Oz suggested that governors could use local hospitals, which would pay for it, to give the uninsured “15-minute physicals” and that it could be done “in a festival-like setting” where they get “screening.” What happens after that screening if a serious medical condition is diagnosed, Oz doesn’t say.
By the way, those “festival-like” health care screenings have been the sole purpose of Remote Area Medical (RAM) free pop-clinics for decades. The nonprofit, founded by Stan Brock in 1985 to provide health care are in developing countries, has been working in the U.S. since 1992, providing care in underserved areas from Los Angeles to Appalachia. They show the reality of Oz’s “festival-like” vision—dozens, sometimes hundreds, of people showing up in the middle of the night to get in line for the chance to be seen by a health care provider the next day. That had already been a reality for more than a decade when Oz gave that speech.

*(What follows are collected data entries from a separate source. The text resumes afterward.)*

PR #1448, opened 2019-09-27
add logstash exporter

Wing924:
Signed-off-by: Wing924 <weihe924stephen@gmail.com>

### DIFF
--- a/content/docs/instrumenting/exporters.md
+++ b/content/docs/instrumenting/exporters.md
@@ -133,6 +133,7 @@ wide variety of JVM-based applications, for example [Kafka](http://kafka.apache.
    * [Fluentd exporter](https://github.com/V3ckt0r/fluentd_exporter)
    * [Google's mtail log data extractor](https://github.com/google/mtail)
    * [Grok exporter](https://github.com/fstab/grok_exporter)
+   * [Logstash exporter](https://github.com/Wing924/logstash-exporter)
 
 ### Other monitoring systems
    * [Akamai Cloudmonitor exporter](https://github.com/ExpressenAB/cloudmonitor_exporter)
@@ -256,7 +257,7 @@ make use of one of the normal Prometheus client libraries under the hood. As
 for all independently maintained software, we cannot vet all of them for best
 practices.
 
-   * Clojure: [iapetos](https://github.com/clj-commons/iapetos) 
+   * Clojure: [iapetos](https://github.com/clj-commons/iapetos)
    * Go: [go-metrics instrumentation library](https://github.com/armon/go-metrics)
    * Go: [gokit](https://github.com/peterbourgon/gokit)
    * Go: [prombolt](https://github.com/mdlayher/prombolt)


brian-brazil:
I see that there are a few logstash exporters around. How does this compare to the others?

Wing924:
I’ve tried other logstash exporters but only this one works with latest logstash.

brian-brazil:
Have you tried working with the existing exporters to fix that, rather than creating a brand new one?

Wing924:
https://github.com/BonnierNews/logstash_exporter this one is not be maintained any more since 2017. 
https://github.com/alxrem/prometheus-logstash-exporter this one don’t use correct gauge, counter and it’s hard to fix because it just convert json to metrics without any logic.

brian-brazil:
> it’s hard to fix because it just convert json to metrics without any logic.

That's an acceptable design decision for an exporter (see https://prometheus.io/docs/instrumenting/writing_exporters/#maintainability-and-purity), though it should be using Untyped rather than Gauge @alxrem. 

Does it have other issues? I'd much prefer that the community work together, rather than continuously writing exporters for scratch and losing the knowledge that existing code contains.

Wing924:
For the Maintainability and purity, I think logstash has only a handful of metrics that rarely change. You can check my code, which don't have too many metrics. So I think getting everything perfect is better than just converting.

> I'd much prefer that the community work together

Yes, working together is better. It's about time to deciding which one should be in the list on the docs and make it as standard.

brian-brazil:
From what I can see the community is largely around https://github.com/sequra/logstash_exporter

Wing924:
Yes, I also checked that. It’s designed to work with logstash 5, which is EoL.  It don’t works with logstash 7, the latest one.

alxrem:
>  it should be using Untyped rather than Gauge @alxrem.

I released version 0.6.0 with all metrics marked as untyped.

brian-brazil:
@alexrem, thanks. It's a minor thing. If you've any input on this topic feel free to chime in.

A quick look at logstash does indicates to me that the nodestats API hasn't changed between 5 and 7. So if there's something missing in the @sequra one I'd suggest working to fix it.

Wing924:
@brian-brazil I'll send PR to @sequra 's repo. Since that repo don't update or open issue for about 7 months, I'm not sure if it is active.

brian-brazil:
It is not always a good sign, but it doesn't necessarily mean its inactive. We'll find out one way or the other.

gouthamve:
@Wing924 Is there any update? While I don't see any activity there, I think it's stable and might have more users. Did you find any issues with that exporter?

brian-brazil:
Looks like there was just a bugfix PR sent to the sequra one, so we'll know if it's actually dead in a while.

Wing924:
https://github.com/sequra/logstash_exporter looks active.

brian-brazil:
Yip, so looks like sequra is the one to list.

jan--f:
Hello from the bug scrub!
I'll close this for now, none of the proposed exporters seem active anymore.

Oz, by the way, had been an early booster of the ACA, and had argued for the most maligned element of the plan, the individual mandate to hold insurance. Now that he’s a Trumpy Republican running for the Senate, he “does not support a big government takeover of the health insurance industry” and “would not have voted for Obamacare.” At least that’s what a campaign spokesperson told CNN in March, before the primary.
He’s always been messed up on whether people really deserve care, though, that CNN story shows. In 2007, he told CNN, “There have been times when I have been tempted to break my Hippocratic oath, to put my patient first, because although I could save their life, they didn’t have the ability to reimburse whoever had to pay for it.” It’s convoluted, but apparently he meant that he had been tempted in his practice to not provide life-saving care to someone who couldn’t pay for it, because “what happens then is that the system goes bankrupt. You can’t afford those services anymore.”
That Hippocratic oath seems to be a slippery thing for Oz, what with his conviction that people don’t have a right to health. The guy is a charlatan, a snake-oil salesman who has a questionable place in practicing medicine and none whatsoever in deciding health care policy in the Senate.